Ancak IMF'nin bu hafta Washington'da yapılan yıllık toplantılarında bazı yetkililer, meslektaşlarının çatışmanın daha geniş bir alana yayılma riskini inkar ettiklerinden endişe ediyordu. Ancak bu yetkililer, isimlerinin açıklanmasını istemediler. Şimdi en büyük sorulardan biri Netanyahu hükümetinin İran'ı ve İran'ın başka yerlerdeki varlıklarını vurmaya devam etmek zorunda hissedip hissetmeyeceği. Son alevlenme 1 Nisan'da Şam'daki bir diplomatik yerleşkede İranlı askeri komutanların ölümüne yol açan füze saldırısının ardından geldi. Tahran bu saldırıdan İsrail'i sorumlu tuttu ancak İsrail sorumlu olduğunu doğrulamadı.
İran daha önce hiç cesaret edemediği bir şeyi yapmaya hazır olduğunu açıkça ortaya koydu: İsrail'e kendi topraklarından yüzlerce füze ve insansız hava aracı fırlatmak. Silahların çoğu başarısız olsa da, İsrail'in saldırıyı etkisiz hale getirmesi için ABD ve İngiltere'nin yardımı gerekti. Bu, İsrail'in bir işgali tek başına püskürtemeyeceğine dair bir mesaj gönderdi. ABD, Netanyahu'yu kazanmayı kabul etmeye ve karşılık vermemeye ikna etmek için yoğun çaba sarf etmişti. Perşembe gecesi gerçekleşen saldırının sınırlı niteliği göz önüne alındığında, en azından şimdilik Netanyahu'nun söz dinlediği söylenebilir. Ancak Netanyahu geçmişte ABD'nin sözünü her zaman dinlemedi.

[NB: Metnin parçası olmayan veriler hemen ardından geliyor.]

PR #1559, opened 2025-11-13
Update sysid values

ratheron:
As promised in #1526, I also updated the torque coefficients for all the cf2x platforms. In that process I noticed that I also need to update the thrust curve for the brushless, since without the sysid deck, way higher thrust levels could be reached.

### DIFF
--- a/tools/system_id/README.md
+++ b/tools/system_id/README.md
@@ -74,6 +74,18 @@ To verify the parameters, after adding the new values and flashing, we run the d
 
 #### Dynamic parameters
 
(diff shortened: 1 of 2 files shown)


ArisMorgens (approved):

Rather1337:
Glad to hear! We are currently updating the scripts to fit the rotor dynamics and I would like to also add those to this PR, if that's fine with you. We should be done by this week.

ArisMorgens (approved):

ArisMorgens:
Both the torque coefficients and the sysid changes seem good. @Rather1337 Thanks for the contribution!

ABD'nin eski üst düzey istihbarat yetkililerinden Norman Roule Bloomberg'e verdiği demeçte, "Bu yeni bir Orta Doğu, İsrail'in her gün bir eylemin doğrudan İsrail topraklarına yönelik bir İran füze saldırısını ya da insansız hava aracı saldırısını tetikleyip tetiklemeyeceğini merak etmek zorunda olduğu bir Orta Doğu" dedi. Üst düzey bir Batılı yetkiliye göre, İsrail'in İran'ın geçen haftaki saldırısına vermesi beklenen tepkiyi yatıştırmak için Tel Aviv'e giden diplomatların dikkat çektiği noktalardan biri de Tahran'ın önemli vekil gruplarından olan Hizbullah'ın faaliyet gösterdiği Lübnan sınırında çatışmaların tam anlamıyla tırmanma potansiyeliydi.

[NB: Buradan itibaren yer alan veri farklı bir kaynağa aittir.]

PR #1560, opened 2025-11-19
CRTP Supervisor

ArisMorgens:
This PR adds a CRTP Supervisor module that allows direct access to the supervisor through the lib.
~~Currently, only one channel (INFO) is added and is only used for reading the states.
In the future, we should discuss how to migrate commands like the **arming request** and the **recovery request** from `platform service` to the `supervisor`.~~

**Update**: 
Two channels are added: **Info** and **Commands**. The **Info** channel is read-only and is used to get the bitfield of the supervisor states, that is later decoded in the library side. The **Commands** channel is used for sending supervisor commands (currently **arming request** and **recovery request**)

### DIFF
--- a/docs/functional-areas/crtp/crtp_localization.md
+++ b/docs/functional-areas/crtp/crtp_localization.md
@@ -49,8 +49,8 @@ streams. The format of the packet is:
 |   0  | Range stream report                        |
 |   1  | Range stream report, 16 bit floating point |
 |   2  | LPP Short packet tunnel                    |
-|   3  | Enable emergency stop                      |
-|   4  | Reset emergency stop timeout               |
+|   3  | Enable emergency stop *(deprecated, use [supervisor port](crtp_supervisor.md#emergency-stop))* |
+|   4  | Reset emergency stop timeout *(deprecated, use [supervisor port](crtp_supervisor.md#emergency-stop-watchdog))* |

Bu yıl G-7 dönem başkanlığını yürüten İtalya'nın Dışişleri Bakanı Antonio Tajani de Capri'deki dışişleri bakanları zirvesi sırasında Lübnan'ın düşmanlığı yatıştırmada kilit bir nokta olduğunu birkaç kez açıkça dile getirdi. Bu hafta yaptığı açıklamada "İsrail bizi dinlemeye başlamalı ve G-7 çağrısına kulak vermeli" dedi.
Bloomberg Ekonomisti Ziad Daoud bir notunda "İran ve İsrail'in doğrudan karşılıklı saldırılara girişmesiyle birlikte daha geniş çaplı bir savaş riski arttı. Nedeni ne olursa olsun, küresel ekonomi üzerindeki etkisi çok büyük olacaktır" ifadelerini kullandı.